Copy out each line of the data holding "booted".

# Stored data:

------------------------------------------------------------

PR #195, opened 2018-04-29
T22295: Check booted branch first before following update refspec

smspillaz:
Previously we would always unconditionally follow the upgrade refspec
if we were booted into a commit that had the update refspec as part
of its metadata. However, such an approach means that the client must
always be able to use the current updater on the checkpoint commit
to upgrade to the most recent commit. This leaves very little room
for error in case the updater on the current commit is not able
to process the new upgrade (for instance, incorrectly configured
flatpak remotes).

Considering that, we might want to "fix" the updater again before
we try upgrading on the branch that really requires it. That can
be done by adding new commits to the currently booted branch. However,
if we do that we need the updater to pay attention to the currently
booted branch and not the "upgrade" branch in the booted commit's
metadata.

This branch does exactly that. It wraps get_refspec_to_upgrade_on
with another function that first pulls on the currently booted branch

------------------------------------------------------------

# Completed exercise:
T22295: Check booted branch first before following update refspec
if we were booted into a commit that had the update refspec as part
be done by adding new commits to the currently booted branch. However,
booted branch and not the "upgrade" branch in the booted commit's
with another function that first pulls on the currently booted branch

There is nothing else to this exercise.